__Dataset records__
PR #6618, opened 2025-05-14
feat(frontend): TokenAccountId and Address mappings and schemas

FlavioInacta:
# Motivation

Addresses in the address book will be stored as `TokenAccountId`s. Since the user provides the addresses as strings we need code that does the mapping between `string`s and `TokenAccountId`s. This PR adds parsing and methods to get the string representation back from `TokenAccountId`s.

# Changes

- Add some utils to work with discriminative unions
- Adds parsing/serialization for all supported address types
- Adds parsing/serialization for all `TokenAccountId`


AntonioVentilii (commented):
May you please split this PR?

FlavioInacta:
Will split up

__What you have to do__
Nothing but the lines from the one with "Addresses in the" through the last line of the entries should be repeated, and those exactly.

__Response area__
Addresses in the address book will be stored as `TokenAccountId`s. Since the user provides the addresses as strings we need code that does the mapping between `string`s and `TokenAccountId`s. This PR adds parsing and methods to get the string representation back from `TokenAccountId`s.

# Changes

- Add some utils to work with discriminative unions
- Adds parsing/serialization for all supported address types
- Adds parsing/serialization for all `TokenAccountId`


AntonioVentilii (commented):
May you please split this PR?

FlavioInacta:
Will split up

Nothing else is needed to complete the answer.